(Records contained in a dataset)
•••••

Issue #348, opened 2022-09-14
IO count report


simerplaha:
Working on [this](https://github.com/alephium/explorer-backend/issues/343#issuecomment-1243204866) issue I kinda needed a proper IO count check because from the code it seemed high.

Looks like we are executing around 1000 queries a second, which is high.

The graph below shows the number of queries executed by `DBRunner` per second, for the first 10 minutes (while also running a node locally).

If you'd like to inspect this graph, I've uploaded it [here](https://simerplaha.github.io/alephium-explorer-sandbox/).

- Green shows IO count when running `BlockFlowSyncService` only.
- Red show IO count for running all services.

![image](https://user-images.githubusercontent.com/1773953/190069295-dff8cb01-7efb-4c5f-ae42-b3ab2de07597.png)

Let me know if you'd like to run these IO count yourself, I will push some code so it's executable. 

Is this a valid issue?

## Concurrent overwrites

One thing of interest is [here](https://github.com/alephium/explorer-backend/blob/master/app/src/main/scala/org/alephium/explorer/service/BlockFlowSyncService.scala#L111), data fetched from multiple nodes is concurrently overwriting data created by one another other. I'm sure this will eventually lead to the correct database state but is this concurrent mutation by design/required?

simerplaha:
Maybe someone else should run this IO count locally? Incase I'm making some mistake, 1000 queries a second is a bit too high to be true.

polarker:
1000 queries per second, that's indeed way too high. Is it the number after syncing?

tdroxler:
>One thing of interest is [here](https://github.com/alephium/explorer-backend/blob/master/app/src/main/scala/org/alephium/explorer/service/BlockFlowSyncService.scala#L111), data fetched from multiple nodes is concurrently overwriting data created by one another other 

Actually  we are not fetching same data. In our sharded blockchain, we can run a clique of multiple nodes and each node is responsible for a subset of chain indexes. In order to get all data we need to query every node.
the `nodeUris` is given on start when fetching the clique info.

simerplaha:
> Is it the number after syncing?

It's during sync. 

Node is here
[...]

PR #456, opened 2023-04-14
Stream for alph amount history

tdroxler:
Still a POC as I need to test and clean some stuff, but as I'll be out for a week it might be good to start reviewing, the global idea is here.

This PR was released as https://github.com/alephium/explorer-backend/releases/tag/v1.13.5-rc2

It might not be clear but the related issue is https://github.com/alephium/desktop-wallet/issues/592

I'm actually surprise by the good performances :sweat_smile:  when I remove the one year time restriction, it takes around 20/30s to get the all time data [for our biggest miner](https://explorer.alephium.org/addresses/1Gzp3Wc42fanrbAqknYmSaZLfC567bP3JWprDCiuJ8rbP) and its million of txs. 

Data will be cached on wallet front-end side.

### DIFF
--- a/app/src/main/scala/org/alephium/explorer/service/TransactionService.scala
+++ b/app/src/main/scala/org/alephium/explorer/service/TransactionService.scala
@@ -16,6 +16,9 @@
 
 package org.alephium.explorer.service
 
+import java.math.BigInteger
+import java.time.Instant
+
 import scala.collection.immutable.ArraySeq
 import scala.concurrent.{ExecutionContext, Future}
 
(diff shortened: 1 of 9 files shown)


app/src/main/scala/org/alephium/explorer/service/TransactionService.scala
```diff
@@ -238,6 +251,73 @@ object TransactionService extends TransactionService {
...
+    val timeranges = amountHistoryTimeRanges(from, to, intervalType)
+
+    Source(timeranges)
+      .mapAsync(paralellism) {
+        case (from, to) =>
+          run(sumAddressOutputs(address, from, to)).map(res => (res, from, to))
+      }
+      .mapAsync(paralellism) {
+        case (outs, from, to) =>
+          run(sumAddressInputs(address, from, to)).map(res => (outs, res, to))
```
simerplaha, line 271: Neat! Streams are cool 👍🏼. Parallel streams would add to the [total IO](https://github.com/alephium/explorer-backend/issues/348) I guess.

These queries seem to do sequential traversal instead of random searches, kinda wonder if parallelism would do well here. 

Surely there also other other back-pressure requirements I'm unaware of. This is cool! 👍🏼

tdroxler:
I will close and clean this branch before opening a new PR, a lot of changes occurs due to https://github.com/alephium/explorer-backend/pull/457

•••••

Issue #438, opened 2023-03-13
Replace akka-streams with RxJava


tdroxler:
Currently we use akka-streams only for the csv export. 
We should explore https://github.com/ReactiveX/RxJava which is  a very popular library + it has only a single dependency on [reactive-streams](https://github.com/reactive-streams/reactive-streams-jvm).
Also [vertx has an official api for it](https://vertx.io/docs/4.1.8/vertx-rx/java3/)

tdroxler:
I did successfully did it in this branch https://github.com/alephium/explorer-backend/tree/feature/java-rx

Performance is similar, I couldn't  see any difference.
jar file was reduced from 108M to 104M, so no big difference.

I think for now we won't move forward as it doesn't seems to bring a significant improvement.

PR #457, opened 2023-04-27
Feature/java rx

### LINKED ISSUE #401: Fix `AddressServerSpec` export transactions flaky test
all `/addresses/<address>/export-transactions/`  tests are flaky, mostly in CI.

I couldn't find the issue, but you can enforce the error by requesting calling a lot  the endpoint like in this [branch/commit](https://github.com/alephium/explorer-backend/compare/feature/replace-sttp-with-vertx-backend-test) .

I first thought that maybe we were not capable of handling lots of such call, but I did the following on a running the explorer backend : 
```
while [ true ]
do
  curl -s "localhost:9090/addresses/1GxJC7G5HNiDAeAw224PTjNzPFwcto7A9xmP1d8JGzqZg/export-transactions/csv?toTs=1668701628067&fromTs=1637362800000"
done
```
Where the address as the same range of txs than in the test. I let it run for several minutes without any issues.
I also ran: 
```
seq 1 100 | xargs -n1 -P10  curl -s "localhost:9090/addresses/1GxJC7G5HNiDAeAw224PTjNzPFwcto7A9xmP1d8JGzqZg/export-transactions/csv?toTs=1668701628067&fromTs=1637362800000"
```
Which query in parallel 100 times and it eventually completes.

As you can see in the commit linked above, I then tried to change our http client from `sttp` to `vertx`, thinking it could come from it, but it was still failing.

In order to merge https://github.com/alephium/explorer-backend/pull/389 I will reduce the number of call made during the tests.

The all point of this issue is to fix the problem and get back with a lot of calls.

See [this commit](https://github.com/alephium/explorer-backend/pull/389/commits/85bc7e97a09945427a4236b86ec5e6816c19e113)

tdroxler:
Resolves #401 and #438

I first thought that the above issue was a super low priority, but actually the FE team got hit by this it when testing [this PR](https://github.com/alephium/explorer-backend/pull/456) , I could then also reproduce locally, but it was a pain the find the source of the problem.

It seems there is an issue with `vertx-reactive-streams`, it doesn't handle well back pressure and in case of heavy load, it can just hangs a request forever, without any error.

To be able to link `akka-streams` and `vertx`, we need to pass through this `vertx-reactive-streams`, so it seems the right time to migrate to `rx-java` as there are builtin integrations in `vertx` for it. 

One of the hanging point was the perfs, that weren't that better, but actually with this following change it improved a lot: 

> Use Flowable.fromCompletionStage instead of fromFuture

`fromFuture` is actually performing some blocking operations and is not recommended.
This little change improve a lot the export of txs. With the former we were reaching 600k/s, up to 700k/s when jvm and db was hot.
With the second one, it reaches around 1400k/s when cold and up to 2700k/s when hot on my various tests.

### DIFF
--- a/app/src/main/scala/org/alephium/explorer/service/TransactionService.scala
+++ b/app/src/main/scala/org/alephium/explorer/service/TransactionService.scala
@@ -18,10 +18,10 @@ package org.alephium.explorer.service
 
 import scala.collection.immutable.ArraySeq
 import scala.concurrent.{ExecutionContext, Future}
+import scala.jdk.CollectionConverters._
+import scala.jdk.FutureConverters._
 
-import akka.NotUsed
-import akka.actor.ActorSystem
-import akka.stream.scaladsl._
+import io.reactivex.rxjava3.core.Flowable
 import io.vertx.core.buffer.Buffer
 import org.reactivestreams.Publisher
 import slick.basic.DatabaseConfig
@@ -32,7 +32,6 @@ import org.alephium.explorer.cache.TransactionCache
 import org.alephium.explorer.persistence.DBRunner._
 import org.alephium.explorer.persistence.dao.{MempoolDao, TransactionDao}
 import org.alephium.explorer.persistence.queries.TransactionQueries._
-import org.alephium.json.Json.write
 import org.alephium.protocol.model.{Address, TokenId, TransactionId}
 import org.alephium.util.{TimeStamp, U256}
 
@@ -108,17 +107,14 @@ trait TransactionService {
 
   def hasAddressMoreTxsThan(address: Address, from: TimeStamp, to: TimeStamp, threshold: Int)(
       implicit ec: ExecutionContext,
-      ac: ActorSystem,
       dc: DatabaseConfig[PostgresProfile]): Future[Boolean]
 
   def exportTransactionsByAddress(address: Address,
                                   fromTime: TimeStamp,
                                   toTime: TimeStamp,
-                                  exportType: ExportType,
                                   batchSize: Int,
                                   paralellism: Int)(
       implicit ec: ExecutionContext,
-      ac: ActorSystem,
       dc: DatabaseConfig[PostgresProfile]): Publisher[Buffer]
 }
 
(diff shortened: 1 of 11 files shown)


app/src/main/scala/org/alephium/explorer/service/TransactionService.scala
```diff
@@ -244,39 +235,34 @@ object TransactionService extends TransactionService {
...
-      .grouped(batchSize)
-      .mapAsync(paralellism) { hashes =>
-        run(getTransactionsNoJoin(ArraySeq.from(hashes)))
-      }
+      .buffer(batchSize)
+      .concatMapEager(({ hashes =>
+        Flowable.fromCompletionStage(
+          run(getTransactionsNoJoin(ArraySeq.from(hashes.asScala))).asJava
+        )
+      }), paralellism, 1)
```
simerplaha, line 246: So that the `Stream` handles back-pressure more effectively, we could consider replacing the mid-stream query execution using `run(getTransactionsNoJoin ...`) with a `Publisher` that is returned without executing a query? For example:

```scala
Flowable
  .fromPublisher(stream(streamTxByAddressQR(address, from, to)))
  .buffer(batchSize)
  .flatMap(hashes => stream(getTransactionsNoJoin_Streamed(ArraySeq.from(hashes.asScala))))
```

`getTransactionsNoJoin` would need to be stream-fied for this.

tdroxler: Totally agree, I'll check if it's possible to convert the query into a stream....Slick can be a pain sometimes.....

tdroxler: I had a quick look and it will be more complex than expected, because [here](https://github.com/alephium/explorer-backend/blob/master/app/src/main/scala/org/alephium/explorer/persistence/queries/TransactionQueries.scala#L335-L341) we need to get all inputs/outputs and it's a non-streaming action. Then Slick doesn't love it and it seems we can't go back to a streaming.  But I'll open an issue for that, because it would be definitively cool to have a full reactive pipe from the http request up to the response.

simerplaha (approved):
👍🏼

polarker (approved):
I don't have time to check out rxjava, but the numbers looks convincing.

•••••

• [Activity]: Take the records above and return, word for word, only the lines that fall from the line with "-import akka.actor.ActorSystem" to the line with "-108,17 +107,14 @@", both of them included.

• [Solved exercise]:
-import akka.actor.ActorSystem
-import akka.stream.scaladsl._
+import io.reactivex.rxjava3.core.Flowable
 import io.vertx.core.buffer.Buffer
 import org.reactivestreams.Publisher
 import slick.basic.DatabaseConfig
@@ -32,7 +32,6 @@ import org.alephium.explorer.cache.TransactionCache
 import org.alephium.explorer.persistence.DBRunner._
 import org.alephium.explorer.persistence.dao.{MempoolDao, TransactionDao}
 import org.alephium.explorer.persistence.queries.TransactionQueries._
-import org.alephium.json.Json.write
 import org.alephium.protocol.model.{Address, TokenId, TransactionId}
 import org.alephium.util.{TimeStamp, U256}
 
@@ -108,17 +107,14 @@ trait TransactionService {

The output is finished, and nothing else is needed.